▶ [Action item] Which lines in the data below contain the word "loaded"? Pull each of them out.

(Saved data entries)
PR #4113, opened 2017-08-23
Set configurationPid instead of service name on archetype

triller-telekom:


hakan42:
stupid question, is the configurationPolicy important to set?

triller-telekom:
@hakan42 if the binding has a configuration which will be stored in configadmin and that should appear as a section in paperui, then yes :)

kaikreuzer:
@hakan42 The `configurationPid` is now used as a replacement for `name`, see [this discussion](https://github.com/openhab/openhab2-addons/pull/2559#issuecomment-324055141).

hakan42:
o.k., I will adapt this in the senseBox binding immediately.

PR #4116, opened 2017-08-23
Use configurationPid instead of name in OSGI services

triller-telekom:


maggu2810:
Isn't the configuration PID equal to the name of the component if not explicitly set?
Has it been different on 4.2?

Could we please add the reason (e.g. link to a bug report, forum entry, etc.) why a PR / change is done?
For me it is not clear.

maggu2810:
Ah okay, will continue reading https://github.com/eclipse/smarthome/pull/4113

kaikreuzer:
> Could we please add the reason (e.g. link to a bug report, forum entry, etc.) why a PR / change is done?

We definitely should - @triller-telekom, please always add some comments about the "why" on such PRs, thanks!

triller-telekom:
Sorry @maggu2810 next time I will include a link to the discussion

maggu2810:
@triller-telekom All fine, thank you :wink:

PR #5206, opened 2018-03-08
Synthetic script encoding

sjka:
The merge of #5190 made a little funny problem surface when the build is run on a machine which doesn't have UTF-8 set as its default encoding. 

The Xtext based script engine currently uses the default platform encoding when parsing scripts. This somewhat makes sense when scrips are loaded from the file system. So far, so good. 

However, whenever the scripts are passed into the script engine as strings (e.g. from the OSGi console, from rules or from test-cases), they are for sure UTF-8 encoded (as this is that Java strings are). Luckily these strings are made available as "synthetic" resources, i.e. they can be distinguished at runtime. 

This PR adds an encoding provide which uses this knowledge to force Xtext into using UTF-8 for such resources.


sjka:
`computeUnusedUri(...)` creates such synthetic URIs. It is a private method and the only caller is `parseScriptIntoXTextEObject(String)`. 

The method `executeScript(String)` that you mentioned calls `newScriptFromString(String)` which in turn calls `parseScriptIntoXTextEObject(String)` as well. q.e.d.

--

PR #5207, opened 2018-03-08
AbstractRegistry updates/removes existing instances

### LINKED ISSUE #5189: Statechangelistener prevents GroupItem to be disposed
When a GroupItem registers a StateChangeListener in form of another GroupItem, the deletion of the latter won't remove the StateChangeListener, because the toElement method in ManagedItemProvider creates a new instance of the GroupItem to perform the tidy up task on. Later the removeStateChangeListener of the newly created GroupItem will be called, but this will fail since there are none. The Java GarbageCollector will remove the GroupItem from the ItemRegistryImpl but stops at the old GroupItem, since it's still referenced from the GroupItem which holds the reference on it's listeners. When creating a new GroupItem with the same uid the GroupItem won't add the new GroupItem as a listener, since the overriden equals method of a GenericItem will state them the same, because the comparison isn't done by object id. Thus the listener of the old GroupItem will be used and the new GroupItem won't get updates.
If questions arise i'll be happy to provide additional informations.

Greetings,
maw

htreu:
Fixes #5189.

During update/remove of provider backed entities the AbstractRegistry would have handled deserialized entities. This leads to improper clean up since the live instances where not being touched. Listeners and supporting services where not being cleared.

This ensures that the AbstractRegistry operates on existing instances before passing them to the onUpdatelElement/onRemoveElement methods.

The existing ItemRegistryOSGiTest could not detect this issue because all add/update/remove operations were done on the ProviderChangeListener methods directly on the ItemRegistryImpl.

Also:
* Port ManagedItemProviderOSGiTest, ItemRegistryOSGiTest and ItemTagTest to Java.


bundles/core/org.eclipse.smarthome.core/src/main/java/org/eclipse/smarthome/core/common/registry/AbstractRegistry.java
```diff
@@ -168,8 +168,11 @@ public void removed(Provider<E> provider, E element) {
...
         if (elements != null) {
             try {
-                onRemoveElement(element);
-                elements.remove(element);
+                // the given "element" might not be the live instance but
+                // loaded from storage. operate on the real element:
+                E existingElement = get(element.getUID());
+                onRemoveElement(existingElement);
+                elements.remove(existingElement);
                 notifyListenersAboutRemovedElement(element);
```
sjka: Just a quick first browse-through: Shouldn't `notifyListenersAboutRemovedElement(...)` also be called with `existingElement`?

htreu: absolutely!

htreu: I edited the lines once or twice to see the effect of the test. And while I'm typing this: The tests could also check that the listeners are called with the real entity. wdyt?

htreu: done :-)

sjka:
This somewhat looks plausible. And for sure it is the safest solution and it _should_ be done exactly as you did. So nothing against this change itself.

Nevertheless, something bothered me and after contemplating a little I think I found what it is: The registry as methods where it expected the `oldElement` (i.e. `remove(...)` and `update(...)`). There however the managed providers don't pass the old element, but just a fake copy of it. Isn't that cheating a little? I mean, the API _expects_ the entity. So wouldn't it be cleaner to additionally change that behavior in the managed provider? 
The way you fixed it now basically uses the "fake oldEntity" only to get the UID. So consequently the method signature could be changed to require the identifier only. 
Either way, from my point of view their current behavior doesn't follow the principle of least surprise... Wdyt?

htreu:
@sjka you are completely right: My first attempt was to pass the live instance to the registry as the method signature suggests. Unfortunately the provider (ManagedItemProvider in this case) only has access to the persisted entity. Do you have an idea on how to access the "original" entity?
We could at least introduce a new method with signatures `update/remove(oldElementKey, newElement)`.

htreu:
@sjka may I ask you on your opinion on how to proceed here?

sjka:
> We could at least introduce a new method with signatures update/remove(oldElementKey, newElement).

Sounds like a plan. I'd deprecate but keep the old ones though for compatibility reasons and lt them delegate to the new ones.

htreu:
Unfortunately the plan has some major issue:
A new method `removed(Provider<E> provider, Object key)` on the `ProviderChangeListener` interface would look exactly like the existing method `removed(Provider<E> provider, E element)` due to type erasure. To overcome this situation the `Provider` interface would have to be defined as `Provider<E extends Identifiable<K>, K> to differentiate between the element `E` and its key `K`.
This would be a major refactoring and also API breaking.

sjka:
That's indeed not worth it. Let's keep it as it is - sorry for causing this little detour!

▶ [Result]
The Xtext based script engine currently uses the default platform encoding when parsing scripts. This somewhat makes sense when scrips are loaded from the file system. So far, so good. 
+                // loaded from storage. operate on the real element:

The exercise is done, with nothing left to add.